Старик в свои запредельные годы уже по состоянию здоровья не мог быть ни садистом, ни мазохистом, но всегда оживал, когда успеха на этом поприще добивался кто-то из соседей. А успехов у них в последнее время наблюдалось всё больше.

Он еще немного помял сигару в руках, потом отложил ее, передумав курить, налил себе в бокал немного коньяка и снова подкатился к окну. Во дворе на бортике детской песочницы сидел тот противный гармонист в тельняшке. Старик сейчас не мог его слышать и не видел его лица, но был уверен, что Петр горланит одну из тех отвратительных песен, что были написаны во времена строительства Днепрогэса и охоты на космополитов.

Да чтоб ты сдох, скотина!

Старик залпом выпил свои праздничные сто граммов и едва не хватил бокал об пол. Удержался в последний момент. Лечащий врач велел не волноваться ни при каких обстоятельствах, поскольку сильный стресс может его укокошить на месте. Радоваться чужой беде – да, но не прикармливать свою. С другой стороны, «не волноваться» – стандартный совет, следовать которому так же трудно, как уговорить задницу не пугать унитаз после соленых огурцов, запитых молоком. И едва ли лечащий врач, у которого таких едва тепленьких стариков в районе наберется целый вагон, вкладывал в свои слова хоть толику искренней заботы.

Старик откатился от окна кухни, выехал в коридор и, не сбрасывая скорости на поворотах, переместился в темную спальню. Свет включать не стал.

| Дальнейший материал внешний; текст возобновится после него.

PR #705, opened 2015-12-31
pool should always come from client

tonicbupt:
may fix [this](https://github.com/projectcalico/libcalico/issues/68)

when comparing two IPPools, values should be specified, if create one IPPool, `masquerade`, `ipip`, `ipam` may not be the same as stored in etcd.

### DIFF
--- a/calicoctl/calico_ctl/container.py
+++ b/calicoctl/calico_ctl/container.py
@@ -32,7 +32,7 @@ from subprocess import CalledProcessError
 from netaddr import IPAddress, IPNetwork
 from calico_ctl import endpoint
 from pycalico import netns
-from pycalico.datastore_datatypes import IPPool, Endpoint
+from pycalico.datastore_datatypes import Endpoint
 from pycalico.ipam import AlreadyAssignedError
 
 from connectors import client
--- a/calicoctl/calico_ctl/container.py
+++ b/calicoctl/calico_ctl/container.py
@@ -507,7 +507,7 @@ def get_ip_and_pool(ip):
         pool = get_pool_or_exit(ip)
     elif ip is not None and '/' in ip:
         cidr = IPNetwork(ip)
-        pool = get_pool_or_exit(IPAddress(cidr.first))
+        pool = get_pool_by_cidr_or_exit(cidr)
         if IPNetwork(ip).version == 4:
             result = assign_any(1, 0, pool=(pool, None))
             ip = result[0][0]
@@ -529,6 +529,15 @@ def get_ip_and_pool(ip):
             sys.exit(1)
 
     return (ip, pool)
+
+
+def get_pool_by_cidr_or_exit(cidr):
+    pools = client.get_ip_pools(cidr.version)
+    for pool in pools:
+        if pool.cidr == cidr:
+            return pool
+    print "%s is not found" % cidr
+    sys.exit(1)
 
 
 def get_pool_or_exit(ip):
--- a/calicoctl/calico_ctl/container.py
+++ b/calicoctl/calico_ctl/container.py
@@ -507,7 +507,7 @@ def get_ip_and_pool(ip):
         pool = get_pool_or_exit(ip)
     elif ip is not None and '/' in ip:
         cidr = IPNetwork(ip)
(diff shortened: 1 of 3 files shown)


calicoctl/tests/unit/utils_test.py
```diff
@@ -50,8 +50,6 @@ def test_validate_cidr(self, cidr, expected_result):
         ('aa:bb::ff', 4, False),
         ('aa:bb::ff', 6, True),
         ('1111:2222:3333:4444:5555:6666:7777:8888', 6, True),
-        ('4294967295', 4, True),
-        ('5000000000', 4, False)
```
tonicbupt: this may be bug from `netaddr`, anyway just ignore this.

spikecurtis:
@tonicbupt Thanks for the PR!  In order to review and accept the fix, we would like you to sign a contributor's agreement, basically certifying that this code isn't owned by someone who might not want it in Calico.

http://docs.projectcalico.org/en/latest/contribute.html#contributor-agreements

tonicbupt:
@spikecurtis done

calicoctl/calico_ctl/container.py
```diff
@@ -506,7 +506,8 @@ def get_ip_and_pool(ip):
             ip = result[1][0]
         pool = get_pool_or_exit(ip)
     elif ip is not None and '/' in ip:
-        pool = IPPool(ip)
+        cidr = IPNetwork(ip)
+        pool = client.get_pool(IPAddress(cidr.first))
```
robbrockbank: If you specify a CIDR that does not exist, the pool returned will be None.  I think we actually want to just exit here if the pool does not exit.

I would replace client.get_pool() with the get_pool_or_exit() which will exit with an error if the pool does not exist.

tonicbupt: Yes I just checked that function, will change it here.

tonicbupt:
@robbrockbank ping

robbrockbank:
@tonicbupt Looking into this now.

calicoctl/calico_ctl/container.py
```diff
@@ -506,7 +506,8 @@ def get_ip_and_pool(ip):
             ip = result[1][0]
         pool = get_pool_or_exit(ip)
     elif ip is not None and '/' in ip:
-        pool = IPPool(ip)
+        cidr = IPNetwork(ip)
+        pool = get_pool_or_exit(IPAddress(cidr.first))
```
robbrockbank: Sorry I didn't spot this before.  Checking for just the first IP address is not sufficient here.  The API mentions that the CIDR must _exactly_ match the CIDR of a pool - so I think it is better to write another function to query the pools and compare the CIDR with that of the pool.  We so something similar in our libnetwork plugin (see below).  Could either update get_pool_or_exit() to accept a CIDR and do an exact match, or implement a separate method just for handling getting a pool from a CIDR (and exiting if it doesn't exist).

```
def get_pool(pool_cidr):
    """
    Return the Calico IP Pool with the specified pool CIDR, or None if not
    present.
    :param pool_cidr:  The pool CIDR.
    :return:  IPPool - The Calico pool, or None if not configured.
    """
    pools = client.get_ip_pools(pool_cidr.version, ipam=True)
    for pool in pools:
        if pool.cidr == pool_cidr:
            return pool
    return None
```

See https://github.com/projectcalico/libnetwork-plugin/blob/master/libnetwork/driver_plugin.py

tonicbupt: It's only because `client.get_pool` accepts only `IPAddress` object, so just use the first IP of the CIDR will do the same effect only if there's no intersection for any of each two CIDRs. If they do, won't anything wrong happen when use `client.get_pool`... ? Anyway I will change this as you said...

tonicbupt: And does this mean that `__eq__` method of `IPPool` object can only compare `cidr` of each other and just ignore `ipam`, `masquerade` ... If so, that would be a better solution

robbrockbank:
LGTM.  Thanks for the PR.  Merging now.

Дыхание участилось. Здесь за окном его ожидал совершенно иной пейзаж. Солнце почти село, только огненно-рыжий край простреливал частокол далекой березовой рощи. Мрачный пустырь отходил ко сну, всего через несколько минут здесь будет черным-черно, и смотреть в окно с этой стороны будет не только неинтересно, но и страшно.

Старик подкатил кресло ближе, со вздохом опустил руки на подоконник. Пришла пора ежевечерней медитации…

В последнее время ему почему-то виделась девушка в белом. Платье было длинное, роскошное, но на подвенечное не похоже, на ногах – белые же туфли. Волосы черные и тоже длинные, заплетены в толстую, похожую на канат, косу. В волосах что-то блестит, какая-то брошь вроде крылышек бабочки или чего-то подобного. Девушка улыбается, машет рукой, будто прощается, и постепенно исчезает – просто тает в тумане. Зато вместо нее появляется Нечто. У старика до сих пор не было никаких мыслей относительно персоны этого второго типа, а так хотелось узнать, что означает видение. Спросить у кого-нибудь – сочтут сумасшедшим и решат, что чудаковатый ветеран всех мировых войн и чуть ли не соратник Багратиона вечерами балуется травкой.

Хотя кто здесь помнит о его существовании?

Этот второй был невысоким, почти маленьким типом самой омерзительной наружности. Круглое личико его отливало желтизной, во рту не хватало половины зубов, вместо ушей висели два изрядно пожеванных пельменя. Руки до колен, как у обезьяны, ноги кривые… словом, гепатитный Голлум. Почему он появляется вновь и вновь и что ему нужно, старик не знал, но почему-то подозревал, что «желтый фраер», как он мысленно окрестил его, появляется неспроста. Возможно, он один из тех, кто…

Он не успел додумать. Зазвонил мобильный телефон.

– А, черт!!!

Старик чуть не подпрыгнул в своем кресле. Он посмотрел в окно. Солнце исчезло, на пустырь опустилась непроглядная ночь.

Телефон бился в конвульсиях в кармане халата, заливаясь звонким детским смехом. Когда-то этот звоночек старика забавлял, а сейчас звучал зловеще.

– Заткнись, сволочь! Ну, кто там еще?

Он осекся. На светящемся нежно-голубом дисплее красовалась надпись: «Номер не определен». Несколько секунд он просто держал трубку в руках, глядя на дисплей в надежде, что у таинственного абонента лопнет терпение. Но тот не унимался.

– Господи, ну что тебе?

Он вздохнул и нажал кнопку приема вызова.

– Алло, слушаю! Кто в такую рань?! Трубка только молча дышала.

– Алло, говорите, чтоб вам!

Кто-то глубоко вздохнул, затем шепотом произнес: – Да…

– Чего?! – не понял старик. Секундная пауза, затем снова: – Да… да…

Три коротких гудка – и тишина Старик бросил телефон на пол.